In other words ${\displaystyle \int _{a}^{b}df=f(b)-f(a)}$. It seems obvious that,

${\displaystyle \int _{a}^{b}{\frac {df}{dx}}dx=\int df=f(b)-f(a)}$

Changing variables:

${\displaystyle \int _{a}^{x}{\frac {df}{ds}}=\int df=f(x)-f(a)}$

or as an indefinite integral:

${\displaystyle \int f'(x)dx=f(x)+C}$

In other words, the integral of the derivative of a function is the original function. But what of the derivative of the integral? Let,

${\displaystyle g(x)=\int _{a}^{x}f(s)ds=\sum _{0}^{N}f_{j}\Delta x=\left(f_{0}+f_{1}+...+f_{N}\right)\Delta x}$ where ${\displaystyle f_{N}=f(x)}$.
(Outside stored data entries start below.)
PR #3663, opened 2021-11-10
refactor pmmr functions, improve efficiency; panic on 0 pos1

tromp:
---
name: fixmmr_part1
about: streamline MMR code
title: Fix MMR part 1
labels: 
assignees: Yeastplume

---
This PR refactors pmmr.rs, improving efficiency and clarifying use of 0-based vs 1-based positions, introducing panics when passing 0 as a 1-based position, which makes no sense in normal use. The latter did require removal of corresponding test-cases.
A followup PR is planned to make all methods use 0-based positions, which are preferable for two reasons:
1) they're baked into the consensus model through hash_with_index
2) they simplify some computations, such as converting leaf to node index:
     node_index = 2 * leaf_index - count_ones(leaf_index)
There appears to be no advantage to 1-based positions. The APIs use them though, so the API implementation is where all the conversion should take place.

### DIFF
--- a/core/src/core/pmmr/pmmr.rs
+++ b/core/src/core/pmmr/pmmr.rs
@@ -12,7 +12,7 @@
 // See the License for the specific language governing permissions and
 // limitations under the License.
 
-use std::{cmp::max, iter, marker, ops::Range, u64};
+use std::{iter, marker, ops::Range, u64};
 
 use croaring::Bitmap;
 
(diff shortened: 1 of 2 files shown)


yeastplume:
All looks good from my perspective. The panics should be replaced with proper error types, but moving all of the internals to be 0 based should remove the need from them. The API will remain 1-based, so we'll need to make sure all the error propagation is at that level.

yeastplume (approved):

PR #3665, opened 2021-11-15
[PIBD] Chain Segmenter Validation Test + Block Archive Horizon Change

yeastplume:
Review Version:

* Adds an integration test that acts upon small test instances of chain data, both compacted and uncompacted. The test reads all 4 datasets from the PIBD segmenter in the order which it might happen during a live sync, then validates all of the segments. It also reconstructs the raw `croaring::Bitmap` from the read bitmap segments for use in output/rangeproof segment validation.
* Adds the sample test chains (as output by the new wallet test https://github.com/mimblewimble/grin-wallet/pull/628) as binary data. Not ideal, but much better than what we have now to test this (i.e. nothing). It's anticipated this test set will be updated and used in further testing.
* Adds an #[ignored] test that will allow users to manually run the validation test against another instance of the chain. I've run this test against a copy of the recent live chain, with segments validating successfully.
* Removed the temporary initialisation at startup of the chain segmenter (it will need to be invoked and updated lazily once messaging is in place)
* IMPORTANT TO REVIEW - During chain compaction on test data, the chain discards blocks that the segmenter expects to be in place. Added a manual check to adjust the horizon at which blocks are discarded if the calculated cutoff in `chain::remove_historical_blocks` is greater than the horizon expected by the segmenter
* Adds a function to BitmapChunk to return an iterator over the set of integers represented by that chunk (with an offset added). Used as a helper to reconstruct a raw `croaring::Bitmap` for segment validation.
* Adds functions to `SegmentIdentifier` to determine the number of segments that would need to be requested given the target pmmr size and the desired segment height.

---- Old Version of this ----

Snapshot of current explorations into PIBD, note this PR in its current state is more an attempt at understanding and starting to put together tests to exercise the the PIBD segmenter and segment validation. The current goal is to get an entire compressed/pruned hashset 'copied' locally via PIBD functions, and once this is in place (with sufficient unit tests exercising all of the PIBD PMMR work done to date,) we can start thinking about the actual sync process. 

Thus far:

- Introduction of some static test data into the `chain` crate, a small but 'real' transaction hash set with real transaction data generated via a wallet test (will commit that test separately to grin_wallet). (Yes, I'm adding static binary data to the repository for the purposes of testing PIBD/PMMR segmentation. Never ideal but much better than the nothing we currently have).
- WIP 'megatest' that reads a test chain, copies headers into a new chain instance then attempts to read and validate segments from the original. Note this will likely evolve into series of tests exercising the segmenter and segment validation (as none exist at the moment), which will likely be what this PR ends up being.

Next up:
- Figure out why output root validation isn't working
- Read multiple segments from the source hashset
- Addition of chain/txhashset functions to rebuild a new chain based on received segments (likely the focus of the next PR)

Don't forget:
- NRD Kernels need to be considered in the validation (to be discussed)


yeastplume:
Top comment updated, ready for review. This mostly adds segmenter tests against live data (developed both because they weren't there and for my own understanding,) which should also serve as a reference for how clients would call and validate data from other clients. Next up would be functionality + further tests that recreate hash set data from read segments.

chain/tests/test_pibd_validation.rs
```diff
@@ -0,0 +1,235 @@
...
+			let h = src_chain.get_header_by_height(h).unwrap();
+			dest_chain.process_block_header(&h, options).unwrap();
+		}*/
+
+		// Init segmenter, (note this still has to be lazy init somewhere on a peer)
+		// This is going to use the same block as horizon_header
+		let segmenter = src_chain.segmenter().unwrap();
+
+		// BITMAP - Read + Validate, Also recreate bitmap accumulator for target tx hash set
+		// Predict number of leaves (chunks) in the bitmap MMR from the number of outputs
```
tromp, line 84: This is compute rather than predict. No uncertainty involved:-)

chain/tests/test_pibd_validation.rs
```diff
@@ -0,0 +1,235 @@
...
+			.clone();
+		println!("BITMAP PMMR SIZE: {}", bitmap_pmmr_size);
+		println!(
+			"Bitmap Segments required: {}",
+			SegmentIdentifier::count_segments_required(bitmap_pmmr_size, target_segment_height)
+		);
+		// TODO: This can probably be derived from the PMMR we'll eventually be building
+		// (check if total size is equal to total size at horizon header)
+		let identifier_iter =
+			SegmentIdentifier::traversal_iter(bitmap_pmmr_size, target_segment_height);
```
tromp, line 102: Since you just computed count_segments_required, you might as well check that it equals the identifier_iter size?!

core/src/core/pmmr/segment.rs
```diff
@@ -69,6 +69,28 @@ impl Writeable for SegmentIdentifier {
...
+				height: segment_height,
+				idx: idx as u64,
+			},
+		)
+	}
+
+	/// Returns number of segments required that would needed in order to read a
+	/// pmmr of size `target_mmr_size` in segments of height `segment_height`
+	pub fn count_segments_required(target_mmr_size: u64, segment_height: u8) -> usize {
+		pmmr::n_leaves(target_mmr_size) as usize / (1 << segment_height as usize) + 1
```
tromp, line 90: why + 1 ?
Do you add an empty segment if mmr size is an exact multiple of 2^segment_height ?

tromp (approved):
All looks reasonable. See my few in-line comments for minor issues.

core/src/core/pmmr/segment.rs
yeastplume: Left over from earlier hack-test, thanks for spotting

chain/tests/test_pibd_validation.rs
yeastplume: It's prediction with 100% certainty!

chain/tests/test_pibd_validation.rs
yeastplume: Yes, I was doing that at one point but removed it (led to redundant code since `count()` on an iterator consumes it, I'm sure there are other ways but didn't go further). Will add something similar into future tests.

yeastplume:
Merged, thanks for review!

PR #3667, opened 2021-11-22
[PIBD] PMMR Desegmenter Structure (Pt. 1)

yeastplume:
This is the first part of several anticipated PRs to enable and test the reconstruction of the txhashset from PMMR segments. Note that none of the code introduced here is called from anywhere but the main test `test_pibd_copy`. Merging this a bit earlier than I'd planned, but breaking up the work like this keeps the review process a bit more manageable, and the included test is needed to help track down a potential serious performance issue in header sync 😄 

Included in this PR:

* Introduce a `desegmenter` type containing functions to validate and append PMMR segments.
* Add optional instance of desegmenter to chain, with lazy init method
* Function in `BitmapAccumulator` to return the accumulator as a raw bitmap for use in desegmenter validation
* Add functions in txhashset extension to apply outputs, rangeproofs and kernels within an extension
* Add test to copy sample dataset from previous PR #3665 into new txhashset.
* Fix for SegmentIdentifier returning wrong number of segments in `count_segments_required`
* change `last_pos` to `mmr_size` in Segment to be consistent with changes #3666 

Note the current copy tests do work, however they haven't been tested or verified against actual pruned data.


chain/src/chain.rs
```diff
@@ -863,6 +865,43 @@ impl Chain {
 		))
 	}
 
+	/// instantiate desegmenter (in same lazy fashion as segmenter, though this should be be
```
tromp, line 868: to be be or not to be be...

chain/src/txhashset/desegmenter.rs
```diff
@@ -0,0 +1,243 @@
...
+		)?;
+		Ok(())
+	}
+
+	// Calculate and store number of leaves and positions in the bitmap mmr given the number of
+	// outputs specified in the header. Should be called whenever the header changes
+	fn calc_bitmap_mmr_sizes(&mut self) {
+		// Number of leaves (BitmapChunks)
+		self.bitmap_mmr_leaf_count =
+			(pmmr::n_leaves(self.archive_header.output_mmr_size) as f64 / 1024f64).ceil() as u64;
```
tromp, line 126: Don't use floating point!
(n+1023) / 1024 computes rounded up division with plain integers.

chain/src/txhashset/desegmenter.rs
```diff
@@ -0,0 +1,243 @@
...
+			.unwrap_or(&pmmr::insertion_to_pmmr_index(self.bitmap_mmr_leaf_count))
+			.clone();
+		debug!(
+			"pibd_desgmenter - expected size of bitmap MMR: {}",
+			self.bitmap_mmr_size
+		);
+	}
+
+	/// Adds and validates a bitmap chunk
+	/// TODO: Still experimenting, this expects chunks received to be in order
```
tromp, line 143: Why do you need them in order?

core/src/core/pmmr/segment.rs
```diff
@@ -87,7 +87,8 @@ impl SegmentIdentifier {
 	/// Returns number of segments required that would needed in order to read a
 	/// pmmr of size `target_mmr_size` in segments of height `segment_height`
 	pub fn count_segments_required(target_mmr_size: u64, segment_height: u8) -> usize {
-		pmmr::n_leaves(target_mmr_size) as usize / (1 << segment_height as usize)
+		(pmmr::n_leaves(target_mmr_size) as f64 / (1 << segment_height as usize) as f64).ceil()
```
tromp, line 90: No floating point please! See other comment.

chain/src/txhashset/txhashset.rs
```diff
@@ -1232,6 +1239,33 @@ impl<'a> Extension<'a> {
...
+			self.output_pmmr
+				.push(&output_identifier)
+				.map_err(&ErrorKind::TxHashSetErr)?;
+		}
+		Ok(())
+	}
+
+	/// Apply a rangeproof segment to the output PMMR. must be called in order
+	/// TODO: Not complete
+	pub fn apply_rangeproof_segment(&mut self, segment: Segment<RangeProof>) -> Result<(), Error> {
```
tromp, line 1259: why feed in a whole segment when you only use one component?

chain/src/txhashset/txhashset.rs
```diff
@@ -1232,6 +1239,33 @@ impl<'a> Extension<'a> {
...
+		let (_sid, _hash_pos, _hashes, _leaf_pos, leaf_data, _proof) = segment.parts();
+		for proof in leaf_data {
```
tromp, line 1261: too much copy-paste?!
shouldn't you use the proof component here?

chain/tests/test_pibd_copy.rs
```diff
@@ -0,0 +1,233 @@
...
+	clean_output_dir(&dest_root_dir);
+}
+
+#[test]
+#[ignore]
+// As above, but run on a real instance of a chain pointed where you like
+fn test_pibd_copy_real() {
+	util::init_test_logger();
+	// if testing against a real chain, insert location here
+	let src_root_dir = format!("/Users/yeastplume/Projects/grin_project/server/chain_data");
```
tromp, line 228: This is not gonna work on my machine:-(

chain/tests/test_pibd_validation.rs
```diff
@@ -87,7 +87,7 @@ fn test_pibd_chain_validation_impl(is_test_chain: bool, src_root_dir: &str) {
 		println!("BITMAP PMMR NUM_LEAVES: {}", bitmap_mmr_num_leaves);
 
 		// And total size of the bitmap PMMR
-		let bitmap_pmmr_size = pmmr::peaks(bitmap_mmr_num_leaves + 1)
+		let bitmap_pmmr_size = pmmr::peaks(bitmap_mmr_num_leaves)
```
tromp, line 90: I assume this is because the former was written before my 1-based -> 0-based conversion?

tromp (approved):
Not a particularly through review, but found some minor points to be addressed...

yeastplume:
Thank you, will address bits before merging this. It's perhaps a bit early for review and there are still a lot of things here that are going to change, but I'd just like to get everything I have to date merged before continuing with this.

chain/tests/test_pibd_copy.rs
yeastplume: it's not meant to, it's meant for running a manual test against a live chain instance (so while testing you modify the path).. I'll make this more clear in comments

core/src/core/pmmr/segment.rs
yeastplume: 👍

chain/src/txhashset/desegmenter.rs
yeastplume: :+1:

chain/tests/test_pibd_validation.rs
yeastplume: yes

yeastplume:
Addressed a few issues, will keep the rest in consideration during future work

PR #3670, opened 2021-11-30
[SYNC PERFORMANCE] Replace header proof serialisation with more efficient algorithm

yeastplume:
In performing test for PIBD work, it's become evident that header validation is not as efficient as it could be. There are a few reasons for this (with more to be addressed in coming PRs), but much of it comes down to the number of calls to the difficulty iterator in `store::DifficultyIter`, which deserialises several entire headers from the DB each time it's called. This iterator next method is called 60 times on each header validation to get the block's expected difficulty, which uncovered a large performance issue around the inefficient 'BitVec' struct.

A test (ignored in CI, meant to be run manually against live chain data) is included that copies and validates 100k headers from one chain to another. Before this change, this test in release mode (Mac, 2.3 Ghz 8-Core Intel i9) took about 76 seconds. With this change, the test takes 35 seconds. Flamegraphs are attached demonstrating the before and after (note the huge amount of time spent in `DifficultyIter::next()`)

Before:
image

After:
image

Note there's still more to do here performance wise, but was an obvious first candidate for optimisation. Also investigated the use of a bitpacking lib https://github.com/quickwit-inc/bitpacking that actually uses SSE and AVX2 instructions to optimise further if available, but it unfortunately only supports packing up to u32.

Exact Changes: 
* Remove BitVec
* Add `pack_bits` function, which packs an array of u64s to a specified bit length more efficiently than the previous bitvec implementation
* Add `Proof::pack_nonces` function, which packs an array of u64s to a specified bit length more efficiently
* Add `Proof::pack_len` helper function and use instead of previous bitvec

### DIFF
--- a/core/src/pow/types.rs
+++ b/core/src/pow/types.rs
@@ -21,7 +21,7 @@ use rand::{thread_rng, Rng};
 use serde::{de, Deserialize, Deserializer, Serialize, Serializer};
 /// Types for a Cuck(at)oo proof of work and its encapsulation as a fully usable
 /// proof of work within a block header.
-use std::cmp::{max, min};
+use std::cmp::{max, min, Ordering};
 use std::ops::{Add, Div, Mul, Sub};
 use std::u64;
 use std::{fmt, iter};
@@ -405,11 +405,20 @@ impl Proof {
 	/// Pack the nonces of the proof to their exact bit size as described above
 	pub fn pack_nonces(&self) -> Vec<u8> {
 		let mut compressed = vec![0u8; Proof::pack_len(self.edge_bits)];
+		pack_bits_old(
+			self.edge_bits,
+			&self.nonces[0..self.nonces.len()],
+			&mut compressed,
+		);
+		println!("PACK OLD: {:?}", compressed);
+
+		let mut compressed = vec![0u8; Proof::pack_len(self.edge_bits)];
 		pack_bits(
 			self.edge_bits,
 			&self.nonces[0..self.nonces.len()],
 			&mut compressed,
 		);
+		println!("PACK NEW: {:?}", compressed);
 		compressed
 	}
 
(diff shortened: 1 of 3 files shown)


yeastplume:
Also, suggestions to speed up `pack_bits` welcome!

core/src/pow/types.rs
```diff
@@ -448,8 +511,7 @@ impl Readable for Proof {
 		// prepare nonces and read the right number of bytes
 		let mut nonces = Vec::with_capacity(global::proofsize());
 		let nonce_bits = edge_bits as usize;
-		let bits_len = nonce_bits * global::proofsize();
-		let bytes_len = BitVec::bytes_len(bits_len);
+		let bytes_len = (nonce_bits * global::proofsize() + 7) / 8;
```
tromp, line 514: Should use pack_len here?!

core/src/pow/types.rs
```diff
@@ -396,13 +402,70 @@ impl Proof {
...
 }
 
+/// Pack an array of u64s into `compressed` at the specified bit width. Caller
+/// must ensure `compressed` is the right size
+fn pack_bits(bit_width: u8, uncompressed: &[u64], mut compressed: &mut [u8]) {
+	// We will use a `u64` as a mini buffer of 64 bits.
+	// We accumulate bits in it until capacity, at which point we just copy this
+	// mini buffer to compressed.
+	let mut mini_buffer: u64 = 0u64;
+	let mut cursor = 0; //< number of bits written in the mini_buffer.
```
tromp, line 430: i'd use only remaining, no cursor.

core/src/pow/types.rs
```diff
@@ -396,13 +402,70 @@ impl Proof {
...
+	let mut pack_bytes_remaining = compressed.len();
+	for el in uncompressed {
+		let remaining = 64 - cursor;
```
tromp, line 433: this becomes redundant

core/src/pow/types.rs
```diff
@@ -396,13 +402,70 @@ impl Proof {
...
+		match bit_width.cmp(&remaining) {
```
tromp, line 434: use a plain comparison bit_width.cmp <= remaining, since

core/src/pow/types.rs
```diff
@@ -396,13 +402,70 @@ impl Proof {
...
+			Ordering::Less => {
+				// Plenty of room remaining in our mini buffer.
+				mini_buffer |= el << cursor;
```
tromp, line 437: this needs to happen in both Less and Equal

core/src/pow/types.rs
```diff
@@ -396,13 +402,70 @@ impl Proof {
...
+				cursor += bit_width;
```
tromp, line 438: this becomes remaining -= bit_width

which is harmless in case of Equal

core/src/pow/types.rs
```diff
@@ -396,13 +402,70 @@ impl Proof {
...
+			}
+			Ordering::Equal => {
+				mini_buffer |= el << cursor;
+				// We have completed our minibuffer exactly.
+				// Let's write it to `compressed`.
+				compressed[..8].copy_from_slice(&mini_buffer.to_le_bytes());
```
tromp, line 444: these remaining lines can be in a nested if bit_width.cmp == remaining

core/src/pow/types.rs
```diff
@@ -396,13 +402,70 @@ impl Proof {
...
+				compressed = &mut compressed[8..];
+				pack_bytes_remaining -= 8;
+				mini_buffer = 0u64;
+				cursor = 0;
```
tromp, line 448: this becomes remaining = 64

core/src/pow/types.rs
```diff
@@ -396,13 +402,70 @@ impl Proof {
...
+	for el in uncompressed {
+		let remaining = 64 - cursor;
+		match bit_width.cmp(&remaining) {
+			Ordering::Less => {
+				// Plenty of room remaining in our mini buffer.
+				mini_buffer |= el << cursor;
+				cursor += bit_width;
+			}
+			Ordering::Equal => {
+				mini_buffer |= el << cursor;
```
tromp, line 441: this becomes << (64 - remaining)

core/src/pow/types.rs
tromp: mini_buffer |= el << (64 - remaining)
happens in all 3 cases, and so should be done here before the comparison.

core/src/pow/types.rs
```diff
@@ -396,13 +402,70 @@ impl Proof {
...
+				// Let's write it to `compressed`.
+				compressed[..8].copy_from_slice(&mini_buffer.to_le_bytes());
+				compressed = &mut compressed[8..];
+				pack_bytes_remaining -= 8;
+				mini_buffer = 0u64;
+				cursor = 0;
+			}
+			Ordering::Greater => {
+				mini_buffer |= el << cursor;
+				// We have completed our minibuffer.
```
tromp, line 452: i'd say overflowed:-)

core/src/pow/types.rs
tromp, line 434: There's too much overlap between cases Equal and Greater to merit separating.

core/src/pow/types.rs
```diff
@@ -396,13 +402,70 @@ impl Proof {
...
 
+/// Pack an array of u64s into `compressed` at the specified bit width. Caller
+/// must ensure `compressed` is the right size
+fn pack_bits(bit_width: u8, uncompressed: &[u64], mut compressed: &mut [u8]) {
+	// We will use a `u64` as a mini buffer of 64 bits.
+	// We accumulate bits in it until capacity, at which point we just copy this
+	// mini buffer to compressed.
+	let mut mini_buffer: u64 = 0u64;
+	let mut cursor = 0; //< number of bits written in the mini_buffer.
+	let mut pack_bytes_remaining = compressed.len();
```
tromp, line 431: no need to keep track of this.

core/src/pow/types.rs
```diff
@@ -396,13 +402,70 @@ impl Proof {
...
+				// with the remaining bits.
+				compressed[..8].copy_from_slice(&mini_buffer.to_le_bytes());
+				compressed = &mut compressed[8..];
+				pack_bytes_remaining -= 8;
+				cursor = bit_width - remaining;
+				mini_buffer = el >> remaining;
+			}
+		}
+	}
+	if pack_bytes_remaining > 0 {
```
tromp, line 463: pack_bytes_remaining is simply compressed.len() % 8.

tromp (approved):
looking good; left some suggestions for minor improvement.

tromp (approved):
See the comments with suggestions for minor improvement.

We should similarly rewrite the repeated calls to read_number in Proof::read
into a single unpack function.

yeastplume:
Thank you, the compression function has been greatly compressed with suggestions above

Here, we assume that all the intervals ${\displaystyle \Delta x}$ in the Riemann sum are equal. To find ${\displaystyle g(x+\Delta x)}$ we need to add one extra term to the Riemann sum:

${\displaystyle g(x+\Delta x)=\int _{a}^{x+\Delta x}f(s)ds}$

${\displaystyle =\sum _{0}^{N+1}f_{j}\Delta x=\underbrace {\sum _{0}^{N}f_{j}\Delta x} _{g(x)}+f_{N+1}\Delta x}$.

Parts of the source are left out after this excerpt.